That's really cool you recognize that [emoji106]
Having been married to a life long teacher I've heard many scenarios with regard to public and private schools and the teachers within. Definitely can not paint with a broad brush when discussing teachers and schools. There are many incredible teachers out there putting in 50+ hrs a week while in session, but certainly others just punching the clock and should be fired or choose a different career.
Of course we all know jabronis in the business world that just punch a clock and get paid double or triple what a teacher makes yet somehow maintain their job.
My dad pays 25k/year in property tax as an Ag assessed property. Without that it would easily be 40k+ per year.
People in Princeton and nearby Hopewell (where I lived from the early 90s till I left for college) are paying 50-60k/year in prop tax for 1/3 acre lots with normal houses.

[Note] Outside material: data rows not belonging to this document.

PR #285, opened 2023-04-17
chore: add proto file for progressive rollout

ono-max:


proto/autoops/service.proto
```diff
@@ -160,6 +161,67 @@ message ListWebhooksResponse {
...
+}
+
+message GetProgressiveRolloutResponse {
+  ProgressiveRollout progressive_rollout = 1;
+}
+
+message DeleteProgressiveRolloutRequest {
+  string id = 1;
+  string environment_namespace = 2;
+  DeleteProgressiveRolloutCommand command = 3;
```
masaaania, line 183: question:

What is `DeleteProgressiveRolleoutCommand` needed for?

ono-max: This is used in https://github.com/bucketeer-io/bucketeer/blob/main/pkg/autoops/command/auto_ops_rule.go#L50.

For example DeleteFeatureCommand is defined in https://github.com/bucketeer-io/bucketeer/blob/main/proto/feature/command.proto#L50.

proto/autoops/progressive_rollout.proto
```diff
@@ -0,0 +1,39 @@
...
+
+package bucketeer.autoops;
+option go_package = "github.com/bucketeer-io/bucketeer/proto/autoops";
+
+import "google/protobuf/any.proto";
+
+message ProgressiveRollout {
+  enum Type {
+    MANUAL_SCHEDULE = 0;
+    AUTOMATIC_SCHEDULE = 1;
```
cre8ivejp, line 25: Since both types are automatic operations, what do you think about renaming this to `TEMPLATE_SCHEDULE`?

proto/autoops/service.proto
```diff
@@ -160,6 +161,67 @@ message ListWebhooksResponse {
...
+
+message ExecuteProgressiveRolloutRequest {
+  string environment_namespace = 1;
+  string id = 2;
+  ChangeProgressiveRolloutTriggeredAtCommand
+      change_progressive_rollout_triggered_at_command = 3;
+}
+
+message ExecuteProgressiveRolloutResponse {
+  bool already_triggered = 1;
```
cre8ivejp, line 222: Just confirming, are you going to use this flag?
I was checking the current code, and it only uses it for debugging.

https://github.com/bucketeer-io/bucketeer/blob/main/pkg/opsevent/batch/executor/executor.go#L74-L79

Removing it from the response will be better if you don't plan to use it.
If you want to use it, returning the `triggered_at` will be better.

proto/autoops/service.proto
```diff
@@ -160,6 +161,67 @@ message ListWebhooksResponse {
...
+  string environment_namespace = 2;
+}
+
+message GetProgressiveRolloutResponse {
+  ProgressiveRollout progressive_rollout = 1;
+}
+
+message DeleteProgressiveRolloutRequest {
+  string id = 1;
+  string environment_namespace = 2;
```
cre8ivejp, line 182: To keep the consistency, can you set the `environment_namespace` as the first property in the message?
Same for the other messages.

proto/autoops/service.proto
cre8ivejp: Giving it a second thought because this is different compared to the auto ops rules. If you need to return something, it should be the current status. What do you think?

proto/autoops/service.proto
```diff
@@ -160,6 +161,67 @@ message ListWebhooksResponse {
...
+  string cursor = 3;
+  repeated string feature_ids = 4;
+  OrderBy order_by = 5;
+  OrderDirection order_direction = 6;
+  optional ProgressiveRollout.Status status = 7;
+  string search_keyword = 8;
+  optional ProgressiveRollout.Type type = 9;
+}
+
+message ListProgressiveRolloutResponse {
```
cre8ivejp, line 209: The total count is missing.

proto/autoops/service.proto
```diff
@@ -160,6 +161,67 @@ message ListWebhooksResponse {
...
+  repeated ProgressiveRollout progressive_rollouts = 1;
+  string cursor = 2;
+}
+
+message ExecuteProgressiveRolloutRequest {
+  string environment_namespace = 1;
+  string id = 2;
+  ChangeProgressiveRolloutTriggeredAtCommand
```
cre8ivejp, line 217: I didn't understand what is this command for.
Can you describe how the `time` will be used on the server?

proto/autoops/service.proto
ono-max: To keep the consistency (for debugging the same as auto ops) with auto ops rules, I added already_triggered flag.

ono-max: Let me remove it. Thank you.

proto/autoops/service.proto
ono-max: @cre8ivejp 

I added the comment. Does it make sense?

cre8ivejp: The executor changes the `triggered_at` in the auto ops rules because it has that property in the proto message. But the progressive rollout doesn't have a `triggered_at` field.
So it's hard to understand what this command is for.

ono-max: Talked at discord.

ono-max:
@cre8ivejp 

Updated 👍 Thank you.

proto/autoops/clause.proto
```diff
@@ -58,3 +58,30 @@ message WebhookClause {
...
+    HOURLY = 1;
+    DAILY = 2;
+    WEEKLY = 3;
+  }
+  // The reason of setting `schedules` is to save `triggered_at` in each
+  // schedule.
+  repeated ProgressiveRolloutSchedule schedules = 1;
+  Interval interval = 2;
+  int64 increments = 3;
+  string variation_id = 4;
```
ono-max, line 86: FYI: I also added variation_id field.

proto/autoops/service.proto
```diff
@@ -160,6 +161,66 @@ message ListWebhooksResponse {
...
+  string environment_namespace = 1;
+  int64 page_size = 2;
+  string cursor = 3;
+  repeated string feature_ids = 4;
+  OrderBy order_by = 5;
+  OrderDirection order_direction = 6;
+  optional ProgressiveRollout.Status status = 7;
+  string search_keyword = 8;
+  optional ProgressiveRollout.Type type = 9;
+  int64 total_count = 10;
```
cre8ivejp, line 207: The `total_count` must be in the response.

ono-max:
@cre8ivejp 

Done. Thank you.

cre8ivejp (approved):
Thank you!

masaaania (approved):
LGTM!

PR #288, opened 2023-04-20
chore: remove feature persisting user data

masaaania:
- This PR removes the feature persisting user data to MySQL
  - We don't use the data now, and this process is using too many MySQL resources.
  - We decided to remove the service until we decide again what to do with the user metadata.

- This PR removes the dependency to feature service from user-persister.
  - This dependency was already not in use.


cre8ivejp (approved):
Thanks!

PR #289, opened 2023-04-20
test: delete user e2e test

masaaania:
- This PR deletes the e2e test for user module.
  - We will create an e2e test for MAU later.


cre8ivejp (approved):
Thanks!

PR #291, opened 2023-04-20
chore: add time range option in the proto for evaluation count request

cre8ivejp:
Added time range options to display the time-series count in the Evaluation tab.


proto/eventcounter/timeseries.proto
```diff
@@ -23,6 +23,11 @@ message VariationTimeseries {
 }
 
 message Timeseries {
+  enum Unit {
```
ono-max, line 26: I think that it'll be better to define this filed in GetEvaluationTimeseriesCountResponse. What do you think?

ono-max (approved):
👍

PR #292, opened 2023-04-21
chore: remove user metadata from user event

masaaania:
- This PR removes the user metadata from the user event.
  - We don't use the metadata now, so removes it until we decide again what to do with.


cre8ivejp (approved):
Looks good!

NJ always has and always will be one of the greatest long cons in history. Yeah yeah good tomatoes and corn and the shore blah blah
I have lived next to a school for a large portion of my life, and there is no way in hell most are clocking over 1500. The parking lot is universally empty before 7:45am and again by 2:45pm every single day.
That does not short change the work they do, and that they should be paid well, but you need to be realistic about the workload. Up here in my rural NH school district, the average salary is over 80k a year. That is for 185 contracted working days. They get 5 personal days to use out of those 185 also.

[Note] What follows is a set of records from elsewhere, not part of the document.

PR #293, opened 2023-04-24
chore:  add function to refresh features cache

masaaania:
- This PR adds a function to refresh the feature flags cache in the Redis.

### DIFF
--- a/pkg/feature/api/feature.go
+++ b/pkg/feature/api/feature.go
@@ -25,6 +25,7 @@ import (
 	"google.golang.org/genproto/googleapis/rpc/errdetails"
 	"google.golang.org/grpc/codes"
 	"google.golang.org/grpc/status"
+	"google.golang.org/protobuf/types/known/wrapperspb"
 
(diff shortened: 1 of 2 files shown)


pkg/feature/api/feature.go
```diff
@@ -2106,3 +2215,27 @@ func (s *FeatureService) CloneFeature(
...
+
+func (s *FeatureService) refreshFeaturesCache(ctx context.Context, environmentNamespace string) error {
+	fs, _, _, err := s.listFeatures(
+		ctx,
+		mysql.QueryNoLimit,
+		"",
+		nil,
+		"",
+		nil,
+		wrapperspb.Bool(false),
```
masaaania, line 2227: To have the same behavior as existing implementations, I added the `wrapperspb.Bool(false)` temporarily to filter out  archived features from the Redis.

When we adopt the new evaluation method, we must set this arg to `nil` in order to include archived features to response.

cre8ivejp (approved):
Thanks!

cre8ivejp (approved):
Thanks!

PR #295, opened 2023-04-25
chore: add TTL to the put function of the cache

masaaania:
- This PR adds a TTL to the Put function of the cache.
- This PR also deletes obsolete codes related to the cache.


pkg/cache/v3/experiments.go
```diff
@@ -24,6 +24,10 @@ import (
 	experimentproto "github.com/bucketeer-io/bucketeer/proto/experiment"
 )
 
+const (
+	experimentsTTL = 0
+)
+
 type ExperimentsCache interface {
```
cre8ivejp, line 31: Since we are not using the `ExperimentsCache`, we can delete it as well.

masaaania: Thankyou, I deleted it 👍

cre8ivejp (approved):
Thank you!

PR #297, opened 2023-04-26
fix: out of memory while trying to delete a segment

cre8ivejp:
The app enters an infinite loop state when the environment has more than 500 feature flags (listRequestSize).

Thats 1295 hours per the union contract not including the personal days where you can actually verify their work. There is no way they are clocking an additional 700+ to get to 2k hours at home. Personally I don't think I could handle 200 hours dealing with 20+ kids so they deserve every penny but it is hard to justify taxing the other working stiffs in the town more so they can work significantly less. Very few teachers could go bang hammers or work 12 hour nursing shifts 50 weeks a year either so that works both ways.

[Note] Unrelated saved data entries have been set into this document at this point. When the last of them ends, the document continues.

PR #323, opened 2018-04-04
Add logic to create simple default reducers if none are provided

granmoe:
I've noticed that many models end up having a bunch of boilerplate, simple reducers of the form:

```javascript
setFoo: (state, foo) => ({
  ...state,
  foo
})
```

So I thought, "why not eliminate this boilerplate as well?" by using a simple convention. This PR makes it so that all keys in a model's state get a default reducer. The naming convention is to prepend "set" and uppercase the first letter of the key name. So, state.isLoggedIn would get a reducer named setIsLoggedIn. If the user provides a custom reducer, then this overrides the default.

Sorry about the formatting issues. I don't know why prettier is freaking out, but we can definitely get it straightened out if you guys decide you want to merge this PR. I figure I may as well get it out there early and get feedback since the basic concept is fairly simple.

### DIFF
--- a/src/redux/reducers.ts
+++ b/src/redux/reducers.ts
@@ -1,6 +1,13 @@
 /* eslint no-underscore-dangle: 0 */
-import { combineReducers, Reducer, ReducersMapObject} from 'redux'
-import { Action, ConfigRedux, EnhancedReducers, Model, Reducers, RootReducers } from '../../typings/rematch'
+import { combineReducers, Reducer, ReducersMapObject } from 'redux'
+import {
+	Action,
+	ConfigRedux,
+	EnhancedReducers,
+	Model,
+	Reducers,
+	RootReducers,
+} from '../../typings/rematch'
 import isListener from '../utils/isListener'
 
 let combine = combineReducers
@@ -9,58 +16,76 @@ let allReducers: Reducers = {}
 
 // create reducer for given dispatch type
 // pass in (state, payload)
-export const createReducer = (reducer: EnhancedReducers, initialState: any) =>
-  (state: any = initialState, action: Action) => {
-  // handle effects
-  if (typeof reducer[action.type] === 'function') {
-    return reducer[action.type](state, action.payload, action.meta)
-  }
-  return state
+export const createReducer = (reducer: EnhancedReducers, initialState: any) => (
+	state: any = initialState,
+	action: Action
+) => {
+	// handle effects
+	if (typeof reducer[action.type] === 'function') {
+		return reducer[action.type](state, action.payload, action.meta)
+	}
+	return state
 }
 
 // creates a reducer out of "reducers" keys and values
 export const createModelReducer = ({ name, reducers, state }: Model) => {
-  const modelReducers: Reducers = {}
-  Object.keys(reducers || {})
-    .forEach((reducer) => {
-      const action = isListener(reducer) ? reducer : `${name}/${reducer}`
-      modelReducers[action] = reducers[reducer]
-    })
-  return {
-    [name]: createReducer(modelReducers, state),
-  }
+	const upperCaseFirst = (str: String) => {
+		const [first, ...rest] = Array.from(str)
+		return `${first.toUpperCase()}${rest.join('')}`
+	}
+
+	const modelReducers: Reducers = {}
+	Object.keys(state || {}).forEach(key => {
+		const reducerName = `set${upperCaseFirst(key)}`
+		const defaultReducer = (state, payload) => ({ ...state, [key]: payload })
+		modelReducers[reducerName] = defaultReducer
+	})
+	Object.keys(reducers || {}).forEach(reducer => {
+		const action = isListener(reducer) ? reducer : `${name}/${reducer}`
+		modelReducers[action] = reducers[reducer]
+	})
+	return {
+		[name]: createReducer(modelReducers, state),
+	}
 }
 
 // uses combineReducers to merge new reducers into existing reducers
 export const mergeReducers = (nextReducers: Reducers = {}) => {
-  allReducers = { ...allReducers, ...nextReducers }
-  if (!Object.keys(allReducers).length) {
-    return (state: any) => state
-  }
-  return combine(allReducers)
+	allReducers = { ...allReducers, ...nextReducers }
+	if (!Object.keys(allReducers).length) {
+		return (state: any) => state
+	}
+	return combine(allReducers)
 }
 
 export const initReducers = (models: Model[], redux: ConfigRedux): void => {
-  // optionally overwrite combineReducers on init
-  combine = redux.combineReducers || combine
+	// optionally overwrite combineReducers on init
+	combine = redux.combineReducers || combine
 
-  // combine existing reducers, redux.reducers & model.reducers
-  mergeReducers(models.reduce((reducers, model) => ({
-    ...createModelReducer(model),
-    ...reducers,
-  }), redux.reducers))
+	// combine existing reducers, redux.reducers & model.reducers
+	mergeReducers(
+		models.reduce(
+			(reducers, model) => ({
+				...createModelReducer(model),
+				...reducers,
+			}),
+			redux.reducers
+		)
+	)
 }
 
-export const createRootReducer = (rootReducers: RootReducers = {}): Reducer<any> => {
-  const mergedReducers: Reducer<any> = mergeReducers()
-  if (Object.keys(rootReducers).length) {
-    return (state, action) => {
-      const rootReducerAction = rootReducers[action.type]
-      if (rootReducers[action.type]) {
-        return mergedReducers(rootReducerAction(state, action), action)
-      }
-      return mergedReducers(state, action)
-    }
-  }
-  return mergedReducers
+export const createRootReducer = (
+	rootReducers: RootReducers = {}
+): Reducer<any> => {
+	const mergedReducers: Reducer<any> = mergeReducers()
+	if (Object.keys(rootReducers).length) {
+		return (state, action) => {
+			const rootReducerAction = rootReducers[action.type]
+			if (rootReducers[action.type]) {
+				return mergedReducers(rootReducerAction(state, action), action)
+			}
+			return mergedReducers(state, action)
+		}
+	}
+	return mergedReducers
 }


granmoe:
Tests are passing.

Also, I'll be happy to add documentation for this.

granmoe:
@ShMcK Thanks!

I'd be happy to do it as a plugin provided a bit of guidance--I don't know how the plugin system works. Wouldn't we have to monkey-patch or replace the reducers.ts file that I modified here?

blairbodnar:
Nice @granmoe !

I thiiiiiink this could be done as a plugin. Hang tight, I'll take a look. 😀

blairbodnar:
Damn, I don't think it could be done with the current plugin API.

^yeah, teachers never work at home. grading papers. creating lesson plans.
We have a family next door whose kid is a couple weeks younger than ours, both parents are middle school teachers. We basically raise our kids together, and i think i have pretty good insight into their work lives/schedules. They certainly do work more than 1500 hours. And they certainly do spend time in the evenings grading papers/tests, and preparing for the next day. That said, the leave the house at 7:30 and are home by 4 each day... and will put in an hour or so of work at home a couple times per week. They effectively work a 40 hour week (45 during a big week)... and then are off for 3 months in the summer, with 2-3 week+ long breaks during the school year along with random federal holidays off that normal folks dont get off. They work quite a bit less than pretty much any other full time job i can think of- and that is one of the big, big perks.
That said, they have incredibly important jobs that at times can difficult and trying on their nerves/patience. I think both cops and teachers are underpaid for the jobs they do, which inturn results in the overall quality of workers being lower than it should be given the importance of their job.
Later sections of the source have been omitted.